* [WORK TASK]: Scan the listing below for lines with the word "invocation". Report how many there are, as a number alone.

'''

PR #2128, opened 2026-05-29
[jax-inference-offloading] bump vLLM version to 0.21.0

yhtang:


yhtang:
Superseded by #2141, which updates the JIO stack to vLLM 0.22/CUDA 13 and carries the CUDA package skiplist path.

PR #2145, opened 2026-06-04
[jax-inference-offloading] add 8B decoupled sync smoke

yhtang:
## Summary
- Add the Llama 3.1 8B JIO parameter mapping used by the current examples.
- Let the current single-controller and decoupled examples use an explicit response topic instead of relying only on KV discovery.
- Add a GKE smoke job for the validated 8B decoupled synchronous example.

## Base and retargeting
This PR targets `jio-update-vllm-0.22` while #2141 is open, because the 8B smoke builds on that JIO/vLLM stack update. Once #2141 has merged, this PR shall be retargeted to `main`.

## Validation
- Ptyche allocation, image `gitlab-master.nvidia.com:5005/yuhangt/containers:20260603-jio-update-vllm-0.22`: `decoupled_synchronous/decoupled_sync.sh` completed one 8B iteration with 2 vLLM GPUs + 2 JAX GPUs, transferred weights, and returned 3 outputs.
- Confirmed the old legacy multihost entrypoints referenced by the disabled transfer/GRPO/EKS jobs are absent from the current image, so this reincarnates only the current supported example path.
- Did not add async CI: the async 8B probe dispatched a batch but did not receive rollout results before the 900s timeout.
- Local checks: `python3 -m py_compile` for touched example Python files, `python3 -m json.tool` for the 8B mapping, workflow YAML parse, and `git diff --check`.

### DIFF
--- a/.github/workflows/jax-vllm-offloading.yml
+++ b/.github/workflows/jax-vllm-offloading.yml
@@ -264,6 +264,40 @@ jobs:
         GITHUB_TOKEN: ${{ secrets.GITHUB_TOKEN }}
         NVCR_TOKEN: ${{ secrets.NVCR_TOKEN }}
 
+  jio-decoupled-sync-8b-gke-smoke:
+    needs: amd64
+    runs-on: gke-a3mega
+    steps:
+    - uses: actions/checkout@v6
+
+    - name: Run JIO decoupled sync 8B smoke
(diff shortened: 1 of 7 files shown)


yhtang:
Closing and replacing with #2146, which uses the branch pushed directly to NVIDIA/JAX-Toolbox rather than the fork branch.

PR #2147, opened 2026-06-04
JAX offloading - HuggingFace fixes

aybchan:


yhtang (approved):
Approved. CI is green and the PR cleanly stacks onto #2141; the 8B smoke now reports a real pass instead of a silent failure.

PR #2180, opened 2026-06-24
Revert "Temporary workaround for the nccl cxx error"

Steboss:
Reverts NVIDIA/JAX-Toolbox#2177


olupton (approved):
Why isn't the CI running?

PR #2182, opened 2026-06-25
Add Fern docs platform: scaffolding, CI/CD, ecosystem diagram, and new pages

zhenghax:
## Summary

- Adds [Fern](https://buildwithfern.com/) documentation scaffolding (`fern/docs.yml`, `fern/fern.config.json`) with custom domain support
- Adds interactive ecosystem stack diagram (`docs/_components/EcosystemDiagram.tsx`, `stack.ts`) showing the JAX-on-NVIDIA-GPU software stack
- Adds new documentation pages: introduction, getting-started guides, environment variables, cloud providers, container versions, FAQ, resources, staging containers, and JAX inference offloading
- Adds three CI/CD GitHub Actions workflows: Fern docs CI, preview deploys, and production publish
- Refines existing docs (GPU performance, AXLearn, MaxText, resiliency examples) and cleans up broken links
- Adds `Makefile`, `.nvmrc`, `.npmrc`, `package.json` for Node/Fern toolchain

## Test plan
- [ ] Fern docs build locally via `make docs` (see `fern/README.md`)
- [ ] CI workflow (`fern-docs-ci.yml`) passes on branch
- [ ] Preview deploy workflow triggers on PR
- [ ] Ecosystem diagram renders correctly in docs site
- [ ] All internal links resolve

🤖 Generated with [Claude Code](https://claude.com/claude-code)

PR #2200, opened 2026-07-02
Add Fern docs platform: scaffolding, CI/CD, ecosystem diagram, and new pages

aybchan:
https://github.com/NVIDIA/JAX-Toolbox/pull/2182


.github/workflows/fern-docs-ci.yml
```diff
@@ -0,0 +1,33 @@
...
+
+on:
+  push:
+    branches:
+      - "pull-request/[0-9]+"
+  pull_request:
+    paths:
+      - 'docs/**'
+      - 'fern/**'
+      - 'package.json'
```
olupton, line 11: This seems like a strange mix? Should the `paths` be under `push` so this works after `copy-pr-bot` has run and works on PRs from forks? Or should this one be just on `pull_request` because it doesn't need `FERN_TOKEN` and therefore should just work on PRs from forks?

.github/workflows/fern-docs-preview.yml
```diff
@@ -0,0 +1,55 @@
...
+
+on:
+  push:
+    branches:
+      - "pull-request/[0-9]+"
+  pull_request:
+    paths:
+      - 'docs/**'
+      - 'fern/**'
+      - 'package.json'
```
olupton: Won't this still fail when someone opens a PR from a fork?

.gitignore
```diff
@@ -0,0 +1,15 @@
...
+# Fern build output & cache
+.fern/
+.preview/
+
+# OS / editor
+.DS_Store
+
+# Local working files (not for commit)
+docs/ecosystem/*-outline.md
+guides/
```
olupton: This doesn't look like it belongs in `main`.

README.md
```diff
@@ -1,20 +1,91 @@
...
+- **Guides**: Practical guides for profiling, optimizing, scaling and third-party tool integrations in JAX.
+
+- **Resources**: Talks, presentations and ecosystem references
+
+- **Container images**: Nightly builds, monthly NGC releases, and staging containers for JAX on GPU projects
+
+- **Experimental projects**: Experimental projects for developers to evaluate and provide feedback on
+
+## Latest news
+- [**NGC JAX 26.05**](https://catalog.ngc.nvidia.com/orgs/nvidia/containers/jax/tags?version=26.05-py3) container image released
```
olupton, line 39: 26.06 is out

olupton (dismissed):

aybchan:
/ok to test [b1f5c2e](https://github.com/NVIDIA/JAX-Toolbox/pull/2200/commits/b1f5c2ee9442fa8eb10254d6f7004b5ebad8d51d)

aybchan:
/ok to test [edde4eb](https://github.com/NVIDIA/JAX-Toolbox/pull/2200/commits/edde4eb0e583d23cddb5ca7bbb3ca05a4b2a7b3b)

.github/workflows/fern-docs-ci.yml
aybchan: Updated to run on arbitrary pull requests

.github/workflows/fern-docs-preview.yml
aybchan: Updated to run only on copy-pr-bot branches

aybchan:
/ok to test [251c7f8](https://github.com/NVIDIA/JAX-Toolbox/pull/2200/commits/251c7f8f30e6658d8e52eb16646cf089af504238)

.github/workflows/fern-docs-preview.yml
```diff
@@ -0,0 +1,86 @@
+# Generates a shareable Fern preview URL for every docs PR and posts it as a comment.
+# Requires the FERN_TOKEN repository secret.
+name: Fern Docs Preview
+
+on:
+  push:
+    branches:
```
olupton, line 7: Why do we need `PREVIEW_PATHS` instead of using `paths` here?

olupton (approved):
LGTM, just one part I didn't follow

.github/workflows/fern-docs-preview.yml
aybchan: There was a failure mode I encountered where on first creation of the copy-pr-bot branch from an existing commit, there is no push diff detected by the workflow to filter on. This works around that by enforcing a diff against main.

olupton: I guess that should be
> Pushes to new branches: A two-dot diff against the parent of the ancestor of the deepest commit pushed.

from https://docs.github.com/en/actions/reference/workflows-and-actions/workflow-syntax#git-diff-comparisons -- I wonder why it didn't work. I don't think this is a blocker, but I wonder if we can drop the workaround once this is in.

PR #2205, opened 2026-07-06
triage: build plugins and metric-based triage

olupton:
- Add `plugin` backend that receives a container to test.
- Add metric-based triage, where a numeric value is extracted from each test and classified as belonging to a 'pass' or 'fail' population.

### DIFF
--- a/.github/triage/jax_toolbox_triage/args.py
+++ b/.github/triage/jax_toolbox_triage/args.py
@@ -98,6 +98,16 @@ def parse_args(args=None) -> argparse.Namespace:
             `date` will be substituted, e.g. ghcr.io/nvidia/jax:{container}-{date} for
             the JAX-Toolbox public nightlies.""",
     )
+    parser.add_argument("--metric-name", type=str, help="Example: tflops_per_sec")
+    parser.add_argument(
+        "--passing-metric",
+        action="append",
+        type=float,
+        help="Good value for the metric",
+    )
+    parser.add_argument(
+        "--failing-metric", action="append", type=float, help="Bad value for the metric"
+    )
     parser.add_argument(
         "--output-prefix",
         default=None,
@@ -316,6 +326,14 @@ def parse_args(args=None) -> argparse.Namespace:
         default="main",
         help="The name of the main branch (e.g. main) to derive cherry-picks from",
     )
+    parser.add_argument(
+        "--container-registry",
+        type=str,
+        help="""
+            Remote registry for use with the plugin backend. This can optionally
+            include a tag prefix, i.e. gitlab.com/USER/containers and
+            gitlab.com/USER/containers:PREFIX- are both valid.""",
+    )
     args = parser.parse_args(args=args)
     if args.restart:
         if args.output_prefix is None:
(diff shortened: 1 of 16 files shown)


.github/triage/jax_toolbox_triage/triage_tool.py
```diff
@@ -462,92 +559,165 @@ def _build_and_test(
...
+                    metrics={},
+                )
+        summary = {
+            "build_time": build_time,
+            "container": container_name,
+            "output_directory": out_dir.as_posix(),
+            "result": str(test_result.result),
+            "test_repetition": test_repetition,
+            "test_time": test_result.time,
+        }
```
Steboss, line 724: We need to add metrics here, as with `--restart` we're now expecting to have `metrics` in the `summary`. So this should be: 
```
summary = {
    "build_time": build_time,
    "container": container_name,
    "output_directory": out_dir.as_posix(),
    "result": str(test_result.result),
    "test_repetition": test_repetition,
    "test_time": test_result.time,
    "metrics": test_result.metrics,
}
```

.github/triage/jax_toolbox_triage/args.py
```diff
@@ -331,12 +349,28 @@ def parse_args(args=None) -> argparse.Namespace:
...
+        args.container is not None
+        or args.start_date is not None
+        or args.end_date is not None
+    )
+    if args.metric_name is not None:
+        if container_search_options_passed:
+            raise Exception(
+                "--metric-name is only supported in version-level search; use --{passing,failing}-{container,versions}."
+            )
+
```
Steboss, line 383: Here we should continue the check, as, if I got it right, `--metric-name` requires at least `--passing-metric` and `--failing-metric`. So we could have: 
```python 
    if args.metric_name is not None:
        if container_search_options_passed:
            raise Exception(
                "--metric-name is only supported in version-level search; use --{passing,failing}-{container,versions}."
            )
        if not args.passing_metric or not args.failing_metric: 
            raise Expection("--metric-name requiest --passing-metric and --failing-metric")
```

Steboss: and likewise a check on `args.passing_metric` and `args.failing_metrics` to check whether `metric-name` was given

.github/triage/jax_toolbox_triage/args.py
```diff
@@ -331,12 +349,28 @@ def parse_args(args=None) -> argparse.Namespace:
...
         "local",
+        "plugin",
     }, args.container_runtime
+
+    # Metric-based triage checks
+    container_search_options_passed = (
+        args.container is not None
+        or args.start_date is not None
+        or args.end_date is not None
+    )
```
Steboss, line 367: Just a question. 
We're not allowing a similar run: 
```bash 
jax-toolbox-triage --container-runtime plugin --container ghcr.io:my_container ...
```
As in `container_factory.py` at the moment we're allowing only `docker` and `PyxisContainer` but not `plugin`. Is this right?

Steboss (dismissed):

.github/triage/jax_toolbox_triage/args.py
olupton: `--container` is a questionable name with hindsight; it's only used as part of the date-to-container-URL transformation in the container-level search. i.e. it is just `jax` or `maxtext` or whatever, to distinguish between the different nightly containers sharing a given date.

I think that today the `plugin` backend is probably supported everywhere, although I only tested it with version-level search:
- `--passing-container` and `--failing-container`
- `--passing-container` and `--failing-versions`
- `--failing-container` and `--passing-versions`

It isn't handled in `container_factory.py` because the `plugin` backend is defined as "use Docker locally to build, examine and push containers but defer to the plugin to launch tests using those containers and gather their results.

What isn't supported is metric-based triage in the container-level search. It would be quite easy to support this for closed search ranges (i.e. `--start-date` and `--end-date` both passed), but with an open range it would be harder; I didn't implement a classifier that would work without being seeded by both known-good and known-bad metric values.

.github/triage/jax_toolbox_triage/args.py
olupton: Added

.github/triage/jax_toolbox_triage/triage_tool.py
olupton: Done. Seems like this could do with being overhauled into a more straightforward TestResult <-> JSON pair of converters.

Steboss (approved):

PR #2245, opened 2026-07-30
Improve build-te for build-jax step in CI

Steboss:


Steboss:
/ok to test https://github.com/NVIDIA/JAX-Toolbox/pull/2245/commits/3448da0f5cd0afa276fc147f6bd50b0cb1b4c64f

Steboss:
/ok to test https://github.com/NVIDIA/JAX-Toolbox/pull/2245/commits/3448da0f5cd0afa276fc147f6bd50b0cb1b4c64f

Steboss:
/ok to test https://github.com/NVIDIA/JAX-Toolbox/pull/2245/commits/6285bfc758cf2022e6b8ef5d635a2ea54f12e9e9

Steboss:
/ok to test https://github.com/NVIDIA/JAX-Toolbox/pull/2245/commits/cb1317dbc55b6d4b9df830398cca432c6b511e76

.github/container/install-compiler-cache.sh
```diff
@@ -0,0 +1,160 @@
+#!/bin/bash
```
Steboss, line 1: References: 
- [PyTorch issue #190832](https://github.com/pytorch/pytorch/issues/190832)
- [sscache PR #2722](https://github.com/mozilla/sccache/pull/2722)
- [PyTorch commit 225ab0d](https://github.com/pytorch/pytorch/commit/225ab0df028a41b741a8c6f3c16a06fbdb55b14b)
- [PyTorch patch for sscache](https://raw.githubusercontent.com/pytorch/pytorch/225ab0df028a41b741a8c6f3c16a06fbdb55b14b/.ci/docker/common/patches/sccache-nvcc-13.3-dryrun-parsing.patch)

.github/container/build-te.sh
```diff
@@ -148,25 +162,107 @@ subprocess.run(
...
 )
 EOF
+# Transformer Engine adds NVTE_CCACHE_BIN as both its C++ and CUDA CMake
+# compiler launcher when NVTE_USE_CCACHE is set. Do not also wrap CXX: that
+# would produce a recursive "ccache ccache g++" invocation.
 if [[ "${CCACHE}" == "1" ]]; then
-    # Install ccache if not present (needs >= 4.1 for Redis remote storage support)
-    if ! command -v ccache &> /dev/null; then
-        apt-get update && apt-get install -y --no-install-recommends ccache
+    NVTE_CCACHE_BIN="${NVTE_CCACHE_BIN:-ccache}"
```
Steboss, line 155: If we want to use sscache, then we need the install script

.github/container/build-te.sh
```diff
@@ -148,25 +162,107 @@ subprocess.run(
...
+    if ! command -v "${NVTE_CCACHE_BIN}" &> /dev/null; then
+        echo "Compiler cache installation did not provide ${NVTE_CCACHE_BIN}"
+        exit 1
     fi
-    export CXX="ccache g++"
+
     export NVTE_USE_CCACHE=1
-    ccache --zero-stats
+    export NVTE_CCACHE_BIN
+    case "${CACHE_PROGRAM}" in
```
Steboss, line 178: Here we're initializing the compiler-cache backend.

 For sccache, we explicitly start the daemon, disable its idle shutdown for the
  duration of the long CUDA build (line 216)

.github/container/build-te-with-sccache.sh
```diff
@@ -0,0 +1,44 @@
+#!/usr/bin/env bash
```
Steboss, line 1: `build-te-with-sccache.sh` is a thin BuildKit-specific wrapper around
  `build-te.sh`. It keeps Docker secret handling separate from the normal
  Transformer Engine build logic.

  When `ENABLE_NVTE_SCCACHE=1`, the wrapper:

  - Verifies that the temporary AWS and S3 BuildKit secret files are present.
  - Reads them without command tracing and exports them only to the current
    process tree.
  - Configures sccache to use TLS and an architecture-specific S3 prefix.
  - Adds `--ccache` to the `build-te.sh` invocation.

.github/workflows/_ci.yaml
```diff
@@ -67,14 +67,16 @@ jobs:
   build-jax:
     needs: build-base
     runs-on: ${{ inputs.ARCHITECTURE == 'amd64' && 'linux-amd64-cpu32m' || 'linux-arm64-cpu32m' }}
+    env:
+      CACHE_AWS_REGION: ${{ vars.AWS_REGION || secrets.AWS_REGION }}
```
olupton, line 71: Why?

.github/workflows/_ci.yaml
```diff
@@ -153,6 +155,8 @@ jobs:
         - name: Build JAX container
           id: build-jax
           uses: ./.github/actions/build-container
+          env:
+            SCCACHE_BUCKET: ${{ secrets.BAZEL_REMOTE_BUCKET }}
```
olupton, line 159: Why 4 entries in `mealkit-secret-envs` and 1 here?

.github/container/install-compiler-cache.sh
olupton: 0.17.0 is released, can this all be dropped?

olupton (commented):
I don't see a CI run from the latest diff? It seems like a lot of code and branches. Do we really need to support both ccache and sccache?

.github/container/install-compiler-cache.sh
Steboss: Not yet, I tried to get this script in a better shape though. 
The reason is that `sccache` 0.17.0 was released before the CUDA 13.3 fix, so there is no prebuilt `sccache` binary that contains the CUDA 13.3 fix yet

.github/workflows/_ci.yaml
Steboss: Old test, going to remove this bit

.github/workflows/_ci.yaml
Steboss: The env creates and env variable for `build-jax`, and it does not need the `AWS_ACCESS_KEY_ID`, `AWS_SECRET_ACCESS_KEY`, `AWS_SESSION_TOKEN`, as the OIDC action that we have is already automatically providing these variables. 
The `mealkit-secret-envs` is an explicit list of which existing runner environment variables we have  that may cross into the Docker build. Since then we have Docker running, we do nee dto pass thes evariable somehow,and this is the only way I found.

Steboss:
/ok to test https://github.com/NVIDIA/JAX-Toolbox/pull/2245/commits/95ab9f9accd5b24120d5f92e0a67ae6e4c4f13db

PR #2248, opened 2026-07-31
Update CUDA base to 26.07 13.3.1

aybchan:


olupton (dismissed):
Diff LGTM, we should update https://docs.nvidia.com/jax-toolbox/container-versions too.

olupton (approved):

PR #1836, opened 2022-12-02
[core] Add cgroups support to meshroom

servantftechnicolor:
CGroups on linux may limit the memory and the number of cpus

Without getting the specific information about these limits, we may overshoot our memory usage and core usage, creating crashes.

This PR will read the values as specified by the specifications.

Rely on https://github.com/alicevision/AliceVision/pull/1304.

### DIFF
--- a/meshroom/core/cgroup.py
+++ b/meshroom/core/cgroup.py
@@ -43,10 +43,10 @@ def getCgroupMemorySize():
 
     return size
 
-def parseNumericList(str):
+def parseNumericList(numericListString):
 
     nList = []
-    for item in str.split(','):
+    for item in numericListString.split(','):
         if '-' in item:
             start, end = item.split('-')
             start = int(start)
--- a/meshroom/core/cgroup.py
+++ b/meshroom/core/cgroup.py
@@ -25,7 +25,7 @@ def getCgroupMemorySize():
                     continue
                 if tokens[1] == "memory":
                     cgroup = tokens[2]
-    except IOError:
+    except OSError:
         pass
 
     if cgroup is None:
@@ -38,7 +38,7 @@ def getCgroupMemorySize():
             value = f.read().rstrip("\r\n")
             if value.isnumeric():
                 size = int(value)
-    except IOError:
+    except OSError:
         pass
 
     return size
@@ -80,7 +80,7 @@ def getCgroupCpuCount():
                     continue
                 if tokens[1] == "cpuset":
                     cgroup = tokens[2]
-    except IOError:
+    except OSError:
         pass
 
     if cgroup is None:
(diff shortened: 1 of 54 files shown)


fabiencastan:
We need to find a way for nodes to declare if they supports these arguments or rely on environment variables.
We have many nodes launching external commands (like blender).
We could for instance create an intermediate class for AVCommandLineNode.

mh0g:
we could use a  chunk.node.nodeDesc.commandLine.startswith("aliceVision_") to do this only on the proper nodes

mh0g (approved):

mh0g:
a warning in the log when the feature is used may be usefull

meshroom/core/cgroup.py
```diff
@@ -0,0 +1,101 @@
...
+        return -1
+
+    size = -1
+    filename = f"/sys/fs/cgroup/memory/{cgroup}/memory.limit_in_bytes"
+    try:
+        with open(filename, "r") as f :
+            value = f.read().rstrip("\r\n")
+            if value.isnumeric():
+                size = int(value)
+    except IOError:
```
fabiencastan, line 41: OSError

meshroom/core/desc.py
```diff
@@ -589,6 +593,23 @@ def processChunk(self, chunk):
...
             chunk.subprocess = None
 
+#specific command line node for alicevision apps
+class AVCommandLineNode(CommandLineNode):
+    def buildCommandLine(self, chunk):
+
+        str = super(AVCommandLineNode, self).buildCommandLine(chunk)
+
+        cmdMem = ''
+        memSize = cgroup.getCgroupMemorySize()
```
fabiencastan, line 603: This is a static information that should be estimated once for the lifetime of the session and not each time we evaluate the command line per node.

fabiencastan (changes requested):

meshroom/core/cgroup.py
```diff
@@ -0,0 +1,101 @@
...
+        with open(filename, "r") as f :
+            value = f.read().rstrip("\r\n")
+            if value.isnumeric():
+                size = int(value)
+    except OSError:
+        pass
+
+    return size
+
+def parseNumericList(str):
```
fabiencastan, line 46: str is a python keyword, it would be good to rename this variable.

meshroom/core/desc.py
```diff
@@ -589,6 +593,34 @@ def processChunk(self, chunk):
...
+            AVCommandLineNode.cmdCore = ''
+            coresCount = cgroup.getCgroupCpuCount()
+            if coresCount > 0:
+                AVCommandLineNode.cmdCore = ' --maxCores={coresCount}'.format(coresCount=coresCount)
+
+            AVCommandLineNode.cgroupParsed = True
+
+    def buildCommandLine(self, chunk):
+
+        str = super(AVCommandLineNode, self).buildCommandLine(chunk)
```
fabiencastan, line 621: same

fabiencastan (approved):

'''

* [TASK OUTPUT]: 2